PR #97, opened 2018-04-11
Add warning for high generator index

### LINKED ISSUE #93: Large indices lead to high memory consumption
Creating a network with large indices e.g. when creating generators leads to high memory consumption.

The problem is the line `lookup = -np.ones(max(pandapower_index) + 1, dtype=int)` when building the lookup:

https://github.com/lthurner/pandapower/blob/aef97f1f16ab496dd7d0b772c486b6e3be566b93/pandapower/pd2ppc.py#L255-L269

If one index is very large this creates a huge (mostly empty) ndarray, filling the memory. While I have not checked with the rest of the code this seemes unnecessary.

The same problem exists when building the bus lookup:
https://github.com/lthurner/pandapower/blob/aef97f1f16ab496dd7d0b772c486b6e3be566b93/pandapower/build_bus.py#L109-L117

For buses a workaround is to call `pandapower.create_continuous_bus_index(net, start=0)` before running the powerflow.

The problem only becomes significant for large indices of greater than 100000000 which might be unusual but occured in some of my calculations. For smaller indices it still seems like a waste of memory though.

WinfriedL:
Closes #93

### DIFF
--- a/pandapower/auxiliary.py
+++ b/pandapower/auxiliary.py
@@ -399,6 +399,15 @@ def _check_bus_index_and_print_warning_if_high(net, n_max=1e7):
             " Try resetting the bus indices with the toolbox function "
             "create_continous_bus_index()" % max_bus)
 
+def _check_gen_index_and_print_warning_if_high(net, n_max=1e7):
+    max_gen = max(net.gen.index.values)
+    if max_gen >= n_max and len(net["gen"]) < n_max:
+        logger.warning(
+            "Maximum generator index is high (%i). You should avoid high generator indices because of perfomance reasons."
+            #" Try resetting the bus indices with the toolbox function "
+            #"create_continous_bus_index()"
+            % max_gen)
+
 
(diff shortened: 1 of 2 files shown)


lthurner:
Thanks, but the tests are now failing for grids that have no generator: https://travis-ci.org/lthurner/pandapower/jobs/365017064#L1836

The maximum value of an empty array is not defined, so max(pandas.DataFrame().index.values) throws an error. Can you include a check for that as well? You can check if all tests are passing by calling pandapower.test.run_all_tests()

WinfriedL:
I have added at check and run all tests. It should work now.
Not sure if the way I did it is in line with your coding style, let me know if I should change it.

At the moment there is still the (commented) part about "Try resetting the bus indices with the toolbox function create_continous_bus_index()" in the code, more or less as a reminder that one could implement such a functionality for generators in the future. Should I remove that?

PR #104, opened 2018-04-25
Fix documentation links

### LINKED ISSUE #103: Documentation links broken
Hi, great job on the package! 

Some documentation links are broken and need to be updated. For example, [doc/getting_started_introduction.rst](https://github.com/lthurner/pandapower/blob/0419f45/doc/getting_started/introduction.rst) has links to a [page with a 404 error](http://www.uni-kassel.de/eecs/fileadmin/datas/fb16/Fachgebiete/energiemanagement/Software/pandapower-doc/elements/trafo.html#electric-model). I'm assuming this is because the documentation was hosted there initially and I am able to guess what these should be based on looking at the source code, but it would be great if these links can be corrected to reference the corresponding components using [internal sphinx links](http://www.sphinx-doc.org/en/master/usage/restructuredtext/basics.html#internal-links).

kdheepak:
I realized that there's just four places that needed to be changed and made the following PR. I was able to generate the documentation locally to check that this worked. Fixes #103.

### DIFF
--- a/doc/getting_started/introduction.rst
+++ b/doc/getting_started/introduction.rst
@@ -42,11 +42,11 @@ We now create the branch elements. First, we create the transformer from the typ
                                                 i0_percent=0.3375, pfe_kw=1.35,
                                                 name="Trafo")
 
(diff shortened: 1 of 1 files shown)


lthurner:
Thanks!

PR #119, opened 2018-07-05
Speed improvements

WinfriedL:
I changed iterrows to itertuples for creating three-winding transformers, because it is significantly faster. This speeds up the function from about 0.8 seconds to 0.2 seconds for 1000 three winding transformers. 
The best way would still be no iteration at all, but that would be more complex. 

I got rid of the iteration in the bus creation for extended wards and three-winding transformers, this has an even greater impact on speed with init='results', something like from 8 seconds down to less than 1 second.


WinfriedL:
Hm... have to look at the failed tests, I assumed it to work because it worked in all my testcases. I should remember to run the tests before making a pull request ;)

lthurner:
Speeding up the trafo3w branch creation has been on my to do list for some time, thanks a lot!

PR #120, opened 2018-07-05
Add resistance and impedance as weights to graph

WinfriedL:
For some analysis it is helpfull to have a measure of the electrical distance between buses and not only the length distance. Especially for networks with lots of impedances having only a weight of zero is not helpfull.

Be aware that I do not use the values directly so I am not 100 percent shure if my calculations are correct, please have a good look at the formulas I used. It gives reasonable results for the functionality I need though.

### DIFF
--- a/pandapower/topology/create_graph.py
+++ b/pandapower/topology/create_graph.py
@@ -138,7 +138,7 @@ def create_nxgraph(net, respect_switches=True, include_lines=True, include_trafo
     else:
         # add edges for any bus-bus switches
         bs = net.switch[net.switch.et == "b"]
-    mg.add_edges_from((int(b), int(e), {"weight": 0, "key": int(i), "type": "s"})
+    mg.add_edges_from((int(b), int(e), {"weight": 0, "key": int(i), "type": "s", 'R': 0, 'Z': 0})
                       for b, e, i in list(zip(bs.bus, bs.element, bs.index)))
 
     # nogobuses are a nogo
--- a/pandapower/topology/create_graph.py
+++ b/pandapower/topology/create_graph.py
@@ -58,7 +58,7 @@ def create_nxgraph(net, respect_switches=True, include_lines=True, include_trafo
         **calc_z_ohm** (boolean, False) - True: The function calculates magnitude of the impedance in Ohm
             and adds it as a weight to the graph
             False: All impedance weights are set to zero
-            
+
      OUTPUT:
         **mg** - Returns the required NetworkX graph
 
--- a/pandapower/topology/create_graph.py
+++ b/pandapower/topology/create_graph.py
@@ -18,7 +18,8 @@ logger = logging.getLogger(__name__)
 
 
 def create_nxgraph(net, respect_switches=True, include_lines=True, include_trafos=True,
-                   include_impedances=True, nogobuses=None, notravbuses=None, multi=True):
+                   include_impedances=True, nogobuses=None, notravbuses=None, multi=True,
+                   calc_r_ohm=False, calc_z_ohm=False):
     """
      Converts a pandapower network into a NetworkX graph, which is a is a simplified representation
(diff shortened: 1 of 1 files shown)


lthurner:
This looks like sensible addition. Maybe we should add a parameter though that controls if weights like length, R, Z are added or not to avoid unecessary overhead, as I suspect in the great majority of cases this is not used. @ascheidl?

WinfriedL:
Do you see memory or performance problems?

I wanted to test how much slower the addition would make the code. But strangely I got a faster graph creation.

I tried to create the graph 100 times for my testgrid with >6000 buses and nearly 10000 branches. The original implementation without r and impedance took ~24 seconds. The addition of resistance and impedance as weight took 14 seconds.

The only explanation I have at the moment is the change in how the three winding transformers are iterated...

lthurner:
> Do you see memory or performance problems?

Since graph creation is one of those functions that might be carried out repeatedly a lot of times, so it should be optimized for performance. For example in our heuristic grid optimization, it is sometimes called several hundred of thousand times in one optimization, so performance is really important. I haven't explicitely checked the impact of your changes on performance though, just a note to keep performance in mind.

> I tried to create the graph 100 times for my testgrid with >6000 buses and nearly 10000 branches. The original implementation without r and impedance took ~24 seconds. The addition of resistance and impedance as weight took 14 seconds.

Your version of creating the 3W-transformers without the nested iterations is definitley better, so it makes sense it would be faster after the changes. But 14 seconds is still an extremely long time. I just tried the case6495rte network from the pandapower network package and the graph creation takes only 54ms... The network has >6000 nodes and >8500 branches (no 3W-transformers and no impedances though). If it really takes 14 seconds to create your grid graph, there has to be some serious bottleneck somewhere, probably still with the 3W-transformers?

WinfriedL:
> The only explanation I have at the moment is the change in how the three winding transformers are iterated...

That is indeed the explanation. I did some more tests with creating the graph 100 times.

- Original implementation with iterrows for three winding transformers:
26 to 27 seconds

- Changing iterrows to itertuples: 
about 10.8 seconds

- Changing iterrows to explicitly create edges for all windings, similar to my pull request:
10.1 seconds

- Adding Resistance and Impedance (my pull request):
14 to 15 seconds.

So there is indeed an impact on performance by my addition, but only if you get rid of the iterrows in the first place  ;-)

WinfriedL:
Did not see your reply before posting, sorry..

>  But do you really mean 14 seconds not milli seconds?

14 seconds for 100 times, so about 140 milli seconds per graph creation. That might be reasonable on my laptop...

lthurner:
> 14 seconds for 100 times, so about 140 milli seconds per graph creation. That might be reasonable on my laptop...

Ok that makes more sense. But by your numbers adding the impedance as an edge weight increases runtime by 40-50% compared to the optimized version without the weights, which is definitely significant. So I would still argue for introducing a parameter in thre create_nxgraph function to have this as an optional feature

WinfriedL:
If have added two parameters (default to false) for calculating r and z. If they are set to False, their weights are set to zero. It is not perfect but needed minimal changes...

I think there is still room for improvement, but for now it is faster than the original implementation even with both parameters set to True. And with both set to False I get between 100 and 110 ms for one graph creation.

WinfriedL:
BTW, why are there the calls to list() in the creation? It seems unecessary to me...

lthurner:
Faster and better, perfect!

> BTW, why are there the calls to list() in the creation? It seems unecessary to me...

If I remember correctly that is a Python 2 compatibility issue

WinfriedL:
> If I remember correctly that is a Python 2 compatibility issue

At first sight it looks like it, but the compatibility problems are the other way around. In python 2 zip() returned a list, in python 3 an iterator. So list(zip()) in python3 is equivalent to zip() in python2, but since it is iterated over, it does not make any difference either way...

------------------------

## WORK TO COMPLETE
Your job is to print exactly the lines that run from the top of the entries through the line with "The same problem", and no others.

## SOLUTION FOR THIS EXERCISE
PR #97, opened 2018-04-11
Add warning for high generator index

### LINKED ISSUE #93: Large indices lead to high memory consumption
Creating a network with large indices e.g. when creating generators leads to high memory consumption.

The problem is the line `lookup = -np.ones(max(pandapower_index) + 1, dtype=int)` when building the lookup:

https://github.com/lthurner/pandapower/blob/aef97f1f16ab496dd7d0b772c486b6e3be566b93/pandapower/pd2ppc.py#L255-L269

If one index is very large this creates a huge (mostly empty) ndarray, filling the memory. While I have not checked with the rest of the code this seemes unnecessary.

The same problem exists when building the bus lookup:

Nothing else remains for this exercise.